Rafael Azul
At a March 7 rally of Argentina’s main trade union confederation, the CGT, workers booed and denounced the trade union leadership, demanding a national general strike of all workers against the right-wing government of Mauricio Macri. The CGT stonewalled the demand. Several months earlier, the CGT had met with Macri and guaranteed they would keep the lid on social discontent and “preserve social peace” long enough for his government to implement pro-corporate reforms.
But March and April have seen a wave of street protests, strikes and rallies by the Argentine working class, in Buenos Aires and across Argentina.
A series of strikes, road closures and protests by teachers, autoworkers and other sections of the working class against sackings and attacks on wages and benefits are continuing this week. Across Buenos Aires, teachers are now voting on the next steps to take in their struggles. These include a strike for an indefinite time, weekly walkouts and other forms of struggle.
The protests have been massive. On March 22, over 300,000 teachers marched and rallied in Buenos Aires.
On March 24, tens of thousands in many cities across Argentina ( and 100,000 in Buenos Aires) participated in the March of Memory, Truth and Justice, which marked the 41st anniversary of the 1976 military coup d’etat. Except for a 100-word statement from 1984 on his Facebook page, Macri made no official declaration. The Macri government has downplayed the significance of that coup, insisting that the number of victims fell far short of the accepted figure of 30,000. No official event was organized.
On April 3, tens of thousands of striking teachers in the southern state of Santa Cruz surrounded the state government office and refused to let Peronist governor Alicia Kirchner (sister of ex-president Nestor Kirchner) leave until 4:00 am.
This social tension made it impossible for the CGT to continue stonewalling the broadly supported demand for a general strike. Fearing the prospect of social explosion, the CGT announced a one-day strike, scheduled for today, April 6.
There is broad hostility to the Macri government’s reform plan. Macri’s measures since he assumed the presidency in December 2015, with the support of the national legislature (including both the Kirchnerista and the Massa wings of the Peronist movement), have been combined with attacks on basic rights, jobs, housing, health care, pensions, and freedom of speech and assembly.
The Macri administration wants to limit wage and salary increases to less than 20 percent, in several installments, amounting to a substantial cut in real wages. Official unemployment tops 10 percent of the labor force. Tens of thousands of workers have been sacked and suspended in the auto, printing, oil, electronics, consumer goods, steel and food industries. One third of the population lives below the poverty line, and last year’s inflation rate reached 30 percent, driving down living standards.
Macri has especially targeted teachers, who have responded by striking, demanding wage increases that correspond to the rate of inflation. Teachers have rejected offers of 19 percent wage hikes, in return for accepting concessions in working conditions. At the same time the government is illegally refusing to pay teachers for days on strike.

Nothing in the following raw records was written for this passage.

PR #3111, opened 2021-12-22
Enable enrich-classpath middleware for tests that expect it.

jellelicht:
Some tests fail currently because of the addition of the `cider-enrich-classpath` setting. These tests assume that the enriching of classpaths takes place, which it currently does not by default.

If this fix is not acceptable, I can simply edit the expected test output instead.

-----------------

Thanks!

manual][1] extremely useful.*


bbatsov:
Thanks! We had to disable this feature last minute (quite literally) before the 1.2 release, so I ignored the failed test with the intention to do something about it today, but you beat me to it. :-)

Issue #3118, opened 2021-12-30
`package-get-version` might not always return the cider version.


ikappaki:
## Expected behavior

`package-get-version` was recently used in `CIDER` to simplify the logic to retrieve the current CIDER version.

It should return the CIDER package version as set in the `cider.el` package header.

## Actual behavior

The fn uses various heuristics to locate the the package file (in our case `cider.el`) where the package version is located at, and it fails if the parent directory name is not named after the package file, i.e. `cider'.

This for example, causes the Eldev compilation test to issue a warning in `cider-util.el` causing the corresponding CircleCI job [to fail](https://circleci.com/api/v1.1/project/github/clojure-emacs/cider/4919/output/105/0?file=true&allocation-id=61cc63d35cb92944382f8d41-0-build%2F5A9B3B3D):

```
[00:00.929]  
             In toplevel form:
             cider-util.el:377:8:Error: value returned from (fboundp 'package-get-version) is unused
[00:00.930]  Saving target dependencies to file `.eldev/27.2/target-dependencies.build'...
```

Full of fear that workers’ anger is rapidly getting out of control, as it has in the past (the 1969 Cordobazo, for instance, or the protests of December 2001 that brought down the government of Fernando De La Rua), the CGT is using the one-day strike as another offer of class collaboration to Macri and the Argentine ruling class. Breaking with tradition, the CGT announced that there would be no mobilizations, marches or rallies in Buenos Aires on April 6. A CGT leader told workers to “stay home with their Mate tea.”
CGT leader Héctor Daer declared that the purpose of this general strike was to “generate debate in society, not only among workers, but among middle layers and intellectuals,” over the social and economic reforms.
Juan Carlos Schmid, the CGT’s general secretary acknowledged the “there is a generalized discontent among many layers in the population” over the impoverishment created by Macri’s economic measures. Other bureaucrats have spoken to the press about their concerns that the trade unions may lose control of social discontent.
The CGT, with a membership of more than two and a half million, is the largest union federation in Argentina. The Argentine trade unions have a long history of class collaboration, corporatism and anti-socialism, going back to the 1930s and the Uribe dictatorship. The CGT under the regime that followed the 1943 coup established close links with the populist nationalist anticommunist military, and played a big role in the installation of Juan Perón as president (1945-55, 1973-74). Peron integrated the trade unions into his government and the populist Justicialis ta Party.
Throughout succeeding civilian administrations, interrupted by five military governments and a brutal military fascist dictatorship, the CGT leaders have continued with their criminal betrayal of the Argentine working class.
For their part, the pseudo-left Morenoist Socialist Workers Party (PTS) and the Workers Party (PO) limited their criticism of the 24-hour national strike to the absence of marches, calling instead for an “active strike.” Beyond that they present no perspective or program to orient and unite the working class internationally.